INFORMATION SHOWN:
▽

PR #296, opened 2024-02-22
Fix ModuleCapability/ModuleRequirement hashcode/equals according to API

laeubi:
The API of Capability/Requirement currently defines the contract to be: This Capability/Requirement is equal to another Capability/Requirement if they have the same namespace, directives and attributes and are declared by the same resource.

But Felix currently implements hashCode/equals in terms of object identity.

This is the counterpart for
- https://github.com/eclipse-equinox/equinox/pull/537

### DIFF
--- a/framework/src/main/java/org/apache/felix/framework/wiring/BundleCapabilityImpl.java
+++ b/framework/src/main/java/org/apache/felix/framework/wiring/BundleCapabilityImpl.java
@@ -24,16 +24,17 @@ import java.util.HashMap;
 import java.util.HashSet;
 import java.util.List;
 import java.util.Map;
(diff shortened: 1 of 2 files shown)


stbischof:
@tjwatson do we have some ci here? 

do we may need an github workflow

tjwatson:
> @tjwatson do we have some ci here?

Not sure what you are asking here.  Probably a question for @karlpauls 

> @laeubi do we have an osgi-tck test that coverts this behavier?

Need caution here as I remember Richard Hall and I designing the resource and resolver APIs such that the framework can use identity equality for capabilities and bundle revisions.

△
▽

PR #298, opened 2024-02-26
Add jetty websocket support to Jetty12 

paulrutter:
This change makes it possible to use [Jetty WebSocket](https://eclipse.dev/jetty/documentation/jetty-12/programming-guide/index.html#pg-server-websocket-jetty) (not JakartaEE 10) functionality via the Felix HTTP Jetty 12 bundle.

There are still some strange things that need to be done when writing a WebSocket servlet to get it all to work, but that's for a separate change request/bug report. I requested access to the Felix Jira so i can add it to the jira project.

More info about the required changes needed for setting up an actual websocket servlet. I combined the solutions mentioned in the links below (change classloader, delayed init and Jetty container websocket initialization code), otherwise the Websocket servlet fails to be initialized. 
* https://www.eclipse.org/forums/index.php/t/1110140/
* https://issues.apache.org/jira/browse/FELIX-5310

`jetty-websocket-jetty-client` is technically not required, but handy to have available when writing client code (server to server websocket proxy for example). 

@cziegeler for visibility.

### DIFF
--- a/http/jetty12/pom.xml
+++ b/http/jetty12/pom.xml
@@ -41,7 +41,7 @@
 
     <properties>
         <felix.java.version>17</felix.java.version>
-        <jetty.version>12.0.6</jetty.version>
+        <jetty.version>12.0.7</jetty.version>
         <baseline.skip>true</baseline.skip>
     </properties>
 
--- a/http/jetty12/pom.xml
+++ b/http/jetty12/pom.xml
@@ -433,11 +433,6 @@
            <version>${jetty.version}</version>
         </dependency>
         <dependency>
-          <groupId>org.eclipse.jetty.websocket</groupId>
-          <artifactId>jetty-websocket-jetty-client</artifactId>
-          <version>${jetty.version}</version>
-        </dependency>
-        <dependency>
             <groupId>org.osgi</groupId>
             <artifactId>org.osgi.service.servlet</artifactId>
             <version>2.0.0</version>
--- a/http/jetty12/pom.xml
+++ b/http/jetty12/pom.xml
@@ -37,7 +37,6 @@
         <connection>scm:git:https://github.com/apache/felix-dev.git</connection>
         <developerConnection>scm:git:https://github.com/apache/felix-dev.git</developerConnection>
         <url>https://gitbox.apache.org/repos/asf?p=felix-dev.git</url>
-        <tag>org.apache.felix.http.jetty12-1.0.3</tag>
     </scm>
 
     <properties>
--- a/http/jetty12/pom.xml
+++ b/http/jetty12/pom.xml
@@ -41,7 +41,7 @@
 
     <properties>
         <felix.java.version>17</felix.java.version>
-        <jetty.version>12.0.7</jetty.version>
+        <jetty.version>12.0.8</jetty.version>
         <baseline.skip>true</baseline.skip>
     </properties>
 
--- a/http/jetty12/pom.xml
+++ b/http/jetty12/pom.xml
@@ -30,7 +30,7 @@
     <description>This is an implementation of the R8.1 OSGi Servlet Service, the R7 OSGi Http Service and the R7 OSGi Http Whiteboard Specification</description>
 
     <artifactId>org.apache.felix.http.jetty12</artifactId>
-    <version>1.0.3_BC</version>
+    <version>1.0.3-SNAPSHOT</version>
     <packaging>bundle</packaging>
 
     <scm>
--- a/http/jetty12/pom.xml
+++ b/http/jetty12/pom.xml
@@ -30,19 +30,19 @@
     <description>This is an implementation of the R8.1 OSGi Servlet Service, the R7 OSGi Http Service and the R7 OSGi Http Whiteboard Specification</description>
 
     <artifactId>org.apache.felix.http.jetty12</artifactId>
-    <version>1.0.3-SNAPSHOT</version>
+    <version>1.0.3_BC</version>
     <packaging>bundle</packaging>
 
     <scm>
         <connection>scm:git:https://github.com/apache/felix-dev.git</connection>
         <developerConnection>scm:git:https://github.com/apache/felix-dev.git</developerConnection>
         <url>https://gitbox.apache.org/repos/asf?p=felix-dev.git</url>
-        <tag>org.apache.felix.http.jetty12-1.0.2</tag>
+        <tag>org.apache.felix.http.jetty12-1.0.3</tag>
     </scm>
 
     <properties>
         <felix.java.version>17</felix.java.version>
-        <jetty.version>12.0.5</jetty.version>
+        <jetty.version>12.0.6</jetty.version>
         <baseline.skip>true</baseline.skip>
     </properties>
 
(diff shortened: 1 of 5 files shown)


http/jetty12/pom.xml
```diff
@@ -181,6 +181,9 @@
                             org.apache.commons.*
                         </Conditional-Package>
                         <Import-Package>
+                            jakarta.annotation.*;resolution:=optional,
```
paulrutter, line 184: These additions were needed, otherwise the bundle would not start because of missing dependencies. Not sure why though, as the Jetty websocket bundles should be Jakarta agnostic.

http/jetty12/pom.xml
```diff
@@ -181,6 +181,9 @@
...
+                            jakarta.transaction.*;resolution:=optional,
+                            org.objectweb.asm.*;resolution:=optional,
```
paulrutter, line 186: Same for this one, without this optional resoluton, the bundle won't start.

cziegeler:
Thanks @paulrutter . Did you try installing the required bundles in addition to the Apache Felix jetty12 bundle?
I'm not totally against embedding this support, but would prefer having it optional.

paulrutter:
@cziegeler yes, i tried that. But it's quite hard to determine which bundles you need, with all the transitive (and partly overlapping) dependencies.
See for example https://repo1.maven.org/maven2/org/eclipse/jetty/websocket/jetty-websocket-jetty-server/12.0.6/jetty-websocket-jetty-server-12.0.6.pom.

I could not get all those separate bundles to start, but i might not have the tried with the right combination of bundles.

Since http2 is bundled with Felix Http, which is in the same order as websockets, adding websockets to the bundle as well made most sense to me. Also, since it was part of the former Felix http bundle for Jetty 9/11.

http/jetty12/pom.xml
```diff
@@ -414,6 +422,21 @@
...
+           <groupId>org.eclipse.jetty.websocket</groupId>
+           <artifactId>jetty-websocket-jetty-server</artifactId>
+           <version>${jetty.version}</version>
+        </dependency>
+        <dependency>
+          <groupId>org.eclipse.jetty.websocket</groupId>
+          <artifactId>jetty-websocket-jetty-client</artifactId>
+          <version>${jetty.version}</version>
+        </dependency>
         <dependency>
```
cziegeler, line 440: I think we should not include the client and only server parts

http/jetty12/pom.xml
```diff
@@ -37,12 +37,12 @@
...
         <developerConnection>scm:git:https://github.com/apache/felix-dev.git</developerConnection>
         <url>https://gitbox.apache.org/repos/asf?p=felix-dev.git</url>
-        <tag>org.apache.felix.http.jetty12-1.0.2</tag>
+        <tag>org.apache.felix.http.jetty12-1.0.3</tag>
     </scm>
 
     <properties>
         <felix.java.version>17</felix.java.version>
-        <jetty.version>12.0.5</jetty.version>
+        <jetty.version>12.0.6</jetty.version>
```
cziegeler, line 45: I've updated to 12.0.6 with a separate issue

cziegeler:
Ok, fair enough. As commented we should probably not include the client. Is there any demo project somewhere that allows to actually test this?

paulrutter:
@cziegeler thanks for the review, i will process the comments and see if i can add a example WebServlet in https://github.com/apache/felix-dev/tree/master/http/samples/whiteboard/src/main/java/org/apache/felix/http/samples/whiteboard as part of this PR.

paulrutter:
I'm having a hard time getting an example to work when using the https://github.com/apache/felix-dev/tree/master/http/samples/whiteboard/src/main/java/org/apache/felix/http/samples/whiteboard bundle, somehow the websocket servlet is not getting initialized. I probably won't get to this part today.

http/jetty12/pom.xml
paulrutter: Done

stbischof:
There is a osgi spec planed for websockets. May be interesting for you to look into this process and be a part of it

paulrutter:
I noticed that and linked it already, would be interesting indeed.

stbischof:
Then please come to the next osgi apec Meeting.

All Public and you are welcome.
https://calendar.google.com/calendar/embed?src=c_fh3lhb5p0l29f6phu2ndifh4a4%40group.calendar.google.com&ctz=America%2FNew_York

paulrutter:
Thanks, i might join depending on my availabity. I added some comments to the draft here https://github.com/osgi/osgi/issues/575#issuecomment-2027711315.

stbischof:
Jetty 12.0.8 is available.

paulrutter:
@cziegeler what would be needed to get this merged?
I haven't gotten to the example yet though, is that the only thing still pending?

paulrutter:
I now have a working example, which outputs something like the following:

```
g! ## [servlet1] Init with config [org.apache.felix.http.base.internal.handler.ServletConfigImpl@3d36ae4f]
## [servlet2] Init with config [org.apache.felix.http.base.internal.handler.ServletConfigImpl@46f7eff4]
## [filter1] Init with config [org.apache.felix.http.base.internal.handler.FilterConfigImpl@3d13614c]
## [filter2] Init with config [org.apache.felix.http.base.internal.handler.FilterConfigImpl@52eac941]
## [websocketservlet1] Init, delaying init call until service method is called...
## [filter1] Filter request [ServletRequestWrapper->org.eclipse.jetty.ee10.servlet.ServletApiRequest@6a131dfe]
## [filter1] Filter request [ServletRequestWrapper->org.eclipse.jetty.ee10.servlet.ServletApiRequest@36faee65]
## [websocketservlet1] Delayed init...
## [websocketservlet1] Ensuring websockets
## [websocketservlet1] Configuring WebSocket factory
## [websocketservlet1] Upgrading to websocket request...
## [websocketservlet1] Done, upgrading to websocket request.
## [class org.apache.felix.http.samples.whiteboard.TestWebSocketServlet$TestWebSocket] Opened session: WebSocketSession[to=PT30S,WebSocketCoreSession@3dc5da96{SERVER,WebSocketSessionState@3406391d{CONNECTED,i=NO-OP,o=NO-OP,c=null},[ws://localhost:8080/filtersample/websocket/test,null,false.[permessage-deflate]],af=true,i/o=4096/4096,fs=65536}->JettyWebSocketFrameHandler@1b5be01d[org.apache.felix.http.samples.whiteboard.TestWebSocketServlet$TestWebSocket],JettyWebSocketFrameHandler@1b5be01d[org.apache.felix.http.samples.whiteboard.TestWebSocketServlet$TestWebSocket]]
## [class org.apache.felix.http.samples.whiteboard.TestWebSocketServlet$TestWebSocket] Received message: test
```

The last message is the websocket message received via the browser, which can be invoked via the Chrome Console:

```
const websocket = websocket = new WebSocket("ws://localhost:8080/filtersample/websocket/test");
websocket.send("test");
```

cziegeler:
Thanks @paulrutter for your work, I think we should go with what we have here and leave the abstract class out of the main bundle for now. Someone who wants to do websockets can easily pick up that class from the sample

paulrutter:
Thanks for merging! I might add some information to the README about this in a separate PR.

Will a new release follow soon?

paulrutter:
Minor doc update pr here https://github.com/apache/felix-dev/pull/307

△
▽

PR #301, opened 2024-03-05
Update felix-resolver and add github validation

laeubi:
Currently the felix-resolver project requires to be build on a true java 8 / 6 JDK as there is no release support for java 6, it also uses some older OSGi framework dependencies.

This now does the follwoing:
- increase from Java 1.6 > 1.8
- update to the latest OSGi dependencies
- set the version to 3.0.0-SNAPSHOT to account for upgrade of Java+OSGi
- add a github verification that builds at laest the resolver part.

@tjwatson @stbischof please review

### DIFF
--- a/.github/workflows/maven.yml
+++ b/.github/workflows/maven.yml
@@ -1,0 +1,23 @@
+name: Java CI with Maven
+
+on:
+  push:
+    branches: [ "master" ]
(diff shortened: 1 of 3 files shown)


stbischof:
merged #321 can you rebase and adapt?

△

WORK TO COMPLETE:
Report every line in the listing that holds the word "BundleCapabilityImpl".

WRITTEN SOLUTION:
--- a/framework/src/main/java/org/apache/felix/framework/wiring/BundleCapabilityImpl.java
+++ b/framework/src/main/java/org/apache/felix/framework/wiring/BundleCapabilityImpl.java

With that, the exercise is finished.